A U.S. district judge on Thursday blocked the crux of President Donald Trump’s March executive order, which ordered the creation of a federal citizen list and dictated to whom the Postal Service can send absentee ballots.

Judge Indira Talwani, an Obama appointee in Massachusetts, found that those components of the order exceed the president’s power and enjoined them for the plaintiff states. Those states are Arizona, California, Colorado, Connecticut, Delaware, Illinois, Maine, Maryland, Massachusetts, Michigan, Minnesota, Nevada, New Jersey, New Mexico, New York, North Carolina, Oregon, Rhode Island, Vermont, Virginia, Washington, Wisconsin, and Josh Shapiro in his official capacity as Governor of Pennsylvania.

A group of red states intervened on the Trump administration’s side. 

The Trump administration argued that the blue and purple states don’t yet have standing to challenge the order, because it hasn’t yet been implemented. A Trump appointee in Washington D.C. agreed with that argument in a late May ruling.

Talwani was less amenable. 

“Defendants and Intervenors are incorrect.
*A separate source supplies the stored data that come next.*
PR #1619, opened 2018-07-10
Refresh custom claims from the subject when a token is refreshed

### LINKED ISSUE #891: Update custom claims with refresh token
I use refresh token middleware for every request I make to my server and it works fine. I ran into a problem when i wanted to update custom claims (user first name, last name and some more). I update user and then I want updated token (with updated user claims) to be present in response header. So how can I set this updated token to be as response header? I tried to set it manually but the refresh token middleware overrides it after it handles request and uses old claims from request (not updated ones).

### LINKED ISSUE #1388: custom claim not working as expected
Hello,

based on documentation, the following code is supposed to work:
`
$credentials = $request->only('email', 'password');
$customClaims = ['sCustomercode' => '1234', 'sActivesessionID' => 'abcd'];
if (!$token = app('auth')->guard($this->guard)->attempt($credentials, $customClaims)) {
    return response()->json(['error' => 'invalid_credentials'], 401);
}
`

but when token is decoded, I have no custom properties.

The only way for now is:
`
$token = JWTAuth::fromUser($user, $customClaims);
$payload = JWTFactory::sCustomercode('1234')->sActivesessionID('1234')->sVerification('abcd')->make();
$token = JWTAuth::encode($payload)->get();
`
It is more intuitive to provide an array in attempt(), is it a bug or the feature changed without refreshing the documentation?

Thanks.

njbarrett:
Fixes #891 

Currently when you refresh a token, it does not regenerate the custom claims data. If for example data in my `getJWTCustomClaims` is dynamic the only way the token gets updated is with a new login.
This change will recreate the claims array properly for refreshed tokens as well.

(Apologies if this is the wrong way to do it, happy to discuss other solutions)

### DIFF
--- a/src/JWT.php
+++ b/src/JWT.php
@@ -102,7 +102,7 @@ class JWT
     {
         $this->requireToken();
 
-        return $this->manager->customClaims($this->getCustomClaims())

Plaintiff States are actively working to conduct primary, special, and general elections,” she wrote. “The EO has ordered administrative agencies to take action in the coming months that has already required Plaintiff States to respond given the practical nature of an election cycle.” 

Postmaster General David Steiner testified before the Senate Homeland Security Committee on Wednesday, saying that in accordance with its proposed rule, the Postal Service would not deliver absentee ballots to states that don’t hand over voter and citizenship information to be compiled into some kind of federal list. 

“Congress, consistent with the Constitution, has left that authority to the States alone,” Talwani wrote. “Accordingly, the creation of the Confirmed Citizen Lists is ultra vires because the President lacks any authority to compile voter lists for each State.”

 “The Constitution reserves the power to determine voter eligibility to the States alone,” she added. “Neither the Executive Branch nor Congress may interfere with this power.” 

The executive order has been challenged in multiple federal courts and most of it has been blocked, at least for now.